§ EXERCISE DIRECTIONS: Retype the records in full, keeping each character as it is.

§ GIVEN RECORDS:
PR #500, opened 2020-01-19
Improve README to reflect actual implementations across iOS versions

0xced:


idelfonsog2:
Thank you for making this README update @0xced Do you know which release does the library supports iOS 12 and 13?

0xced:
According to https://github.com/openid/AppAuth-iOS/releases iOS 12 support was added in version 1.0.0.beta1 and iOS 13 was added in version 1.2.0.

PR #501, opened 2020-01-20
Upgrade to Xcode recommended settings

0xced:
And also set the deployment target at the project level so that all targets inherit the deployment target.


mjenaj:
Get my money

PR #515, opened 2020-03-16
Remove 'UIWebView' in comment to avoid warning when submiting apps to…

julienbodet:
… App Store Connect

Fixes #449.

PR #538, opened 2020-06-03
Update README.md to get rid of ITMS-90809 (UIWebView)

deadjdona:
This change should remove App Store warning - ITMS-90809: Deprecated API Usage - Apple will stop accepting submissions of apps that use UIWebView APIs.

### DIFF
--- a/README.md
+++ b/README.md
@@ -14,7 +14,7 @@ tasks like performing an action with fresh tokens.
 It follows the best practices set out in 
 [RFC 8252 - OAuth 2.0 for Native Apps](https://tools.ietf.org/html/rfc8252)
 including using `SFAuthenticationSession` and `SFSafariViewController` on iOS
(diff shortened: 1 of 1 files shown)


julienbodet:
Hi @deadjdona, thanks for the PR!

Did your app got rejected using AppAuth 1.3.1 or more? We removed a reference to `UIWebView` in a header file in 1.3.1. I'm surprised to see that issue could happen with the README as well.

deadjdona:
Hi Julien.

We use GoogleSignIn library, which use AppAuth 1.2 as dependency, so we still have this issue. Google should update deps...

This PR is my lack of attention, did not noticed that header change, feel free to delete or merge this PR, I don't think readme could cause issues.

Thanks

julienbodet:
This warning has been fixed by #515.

§ FINISHED EXERCISE:
PR #500, opened 2020-01-19
Improve README to reflect actual implementations across iOS versions

0xced:


idelfonsog2:
Thank you for making this README update @0xced Do you know which release does the library supports iOS 12 and 13?

0xced:
According to https://github.com/openid/AppAuth-iOS/releases iOS 12 support was added in version 1.0.0.beta1 and iOS 13 was added in version 1.2.0.

PR #501, opened 2020-01-20
Upgrade to Xcode recommended settings

0xced:
And also set the deployment target at the project level so that all targets inherit the deployment target.


mjenaj:
Get my money

PR #515, opened 2020-03-16
Remove 'UIWebView' in comment to avoid warning when submiting apps to…

julienbodet:
… App Store Connect

Fixes #449.

PR #538, opened 2020-06-03
Update README.md to get rid of ITMS-90809 (UIWebView)

deadjdona:
This change should remove App Store warning - ITMS-90809: Deprecated API Usage - Apple will stop accepting submissions of apps that use UIWebView APIs.

### DIFF
--- a/README.md
+++ b/README.md
@@ -14,7 +14,7 @@ tasks like performing an action with fresh tokens.
 It follows the best practices set out in 
 [RFC 8252 - OAuth 2.0 for Native Apps](https://tools.ietf.org/html/rfc8252)
 including using `SFAuthenticationSession` and `SFSafariViewController` on iOS
(diff shortened: 1 of 1 files shown)


julienbodet:
Hi @deadjdona, thanks for the PR!

Did your app got rejected using AppAuth 1.3.1 or more? We removed a reference to `UIWebView` in a header file in 1.3.1. I'm surprised to see that issue could happen with the README as well.

deadjdona:
Hi Julien.

We use GoogleSignIn library, which use AppAuth 1.2 as dependency, so we still have this issue. Google should update deps...

This PR is my lack of attention, did not noticed that header change, feel free to delete or merge this PR, I don't think readme could cause issues.

Thanks

julienbodet:
This warning has been fixed by #515.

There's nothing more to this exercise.